There are four types of hotel rooms: studios, family rooms, plus one- and two-bedroom units. McKenna says describing Abstract Hotel as “boutique” doesn’t fully reflect the quality and range of the amenities available to guests or the design flair evident at every turn.



“There’s nothing ordinary about Abstract. It’s positioned as an affordable inner-city hotel with compact rooms, a distinctive and engaging personality and outstanding shared amenities.

“While compact, the rooms are extremely well appointed, each with a microwave, hob, espresso coffee maker and Chromecast-enabled screens and from décor, colour and comfort to water pressure and bag storage, real attention to detail marks every aspect of the accommodation.

“The fit-out, bedding and linen, in-room facilities and equipment, are comparable to those of a five-star hotel, with warm, friendly service and not a trace of hauteur and because it is independently owned and operated, there’s an individuality and intimacy that global chains cannot match.”

According to McKenna, Abstract appeals to international free independent travellers, business people working in the CBD, visitors attending concerts, conferences and sports events in Auckland, and people transitioning to New Zealand who may like to take up residence at Abstract for an extended stay.

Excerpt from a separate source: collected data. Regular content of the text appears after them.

PR #3779, opened 2023-07-22
main: reserve errno in external sorting

masatake:
This change fixes that ctags reports the following strange error message:
    
      $ /usr/bin/ctags --quiet --options=NONE -o - main/*.c | no-such-command
      zsh: no-such-command: command not found...
      ctags: cannot sort tag file : Success

Success?
    
With this change, ctags reports:
    
      ./ctags --quiet --options=NONE -o - main/*.c | no-such-command
      zsh: no-such-command: command not found...
      ctags: cannot sort tag file

### DIFF
--- a/main/sort.c
+++ b/main/sort.c
@@ -12,6 +12,7 @@
 */
 #include "general.h"  /* must always come first */
 
+#include <errno.h>
 #if defined (HAVE_IO_H)
 # include <io.h>
 #endif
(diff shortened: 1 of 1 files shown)


leleliu008:
why use system(3) to execute the external command? for portable reason? As we all known system(3) is dangerous and have limitations.

References:
https://pubs.opengroup.org/onlinepubs/9699919799.2008edition/functions/system.html
https://wiki.sei.cmu.edu/confluence/pages/viewpage.action?pageId=87152177

masatake:
exuberant-ctags used system(3).

PR #3787, opened 2023-07-29
Verilog,unit: lint-check unit tests

hirooih:
- fix issues reported by [svlint](https://github.com/dalance/svlint)

- Intended errors still remain.


masatake:
If you are interested in keeping the input files for your language valid, you can use a validator. See https://docs.ctags.io/en/latest/testing-parser.html?highlight=validator#validator-file

PR #3790, opened 2023-08-02
update Mac installation instructions

euclio:
There's an official Homebrew formula now, no need to use a custom tap.


masatake:
@KazuakiM Do you have more things to do in universal-ctags/homebrew-universal-ctags repository?

masatake:
@euclio Thank you.

PR #3791, opened 2023-08-05
Verilog validator

hirooih:
@masatake san,

From #3787

> If you are interested in keeping the input files for your language valid, you can use a validator.

Please review the validator functionality to ensure that it is being used as you intend.


misc/validators/validator-svlint
```diff
@@ -0,0 +1,35 @@
+# -*- sh -*-
+# validator-svlint - validating Verilog/SystemVerilog input files with svlint
+#   https://github.com/dalance/svlint
+#
+#  Copyright (c) 2023 Masatake YAMATO
```
masatake, line 5: I think your name should be here.

masatake (approved):
Other than the copyright notice, it looks good for me.
I will integrate this into the test running on CircleCI::fedora38.

hirooih:
@masatake san,

Thank you for your review.

> I think your name should be here.

I also thought about this if I should fix this.
I just changed the command name in your script. So I did not intentionally change the copyright.

I fixed it and merged this PR.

Abstract also hosts an outstanding standalone luxury spa facility for in-house guests and visitors. Sa-Ni Spa and Wellness Centre sees co-founder and director Sarisa Nasinprom guiding a team of master therapists, adept at treating body and mind through the ancient art of Thai massage and other signature beauty and therapeutic packages.

With K’ Road attracting the artistic and creative communities, Abstract Hotel honours New Zealand art in unique ways, starting in the arrival lobby where dramatic bronze drapes sit theatrically behind Fraser Clements’ iconic portrait of Graeme Maunsel.



The integration of art and architecture is repeated in the restaurant, with two large Hayley Brown abstract pieces -- Flight 1 and 2 – echoing the soft furnishings, while Auckland-based urban artist, Ross Liew’s work, “The Name Itself” hangs near the elevators.

Beside this, and repeated on each floor above, is a set of four black and white photographs in an ascending linear series, with each set retelling a scene from one night in K’ Road, starting and ending in Abstract.

Works by other Auckland artists including Daniel Blanshard, Judi Bagust, Simon Lewis Wards, and Marcus Capes are also in pride of place – along with underwater photographs by Spanish-born, Nelson-based Jose Canos, and abstract paintings by Wellington’s Amanda Wilkinson.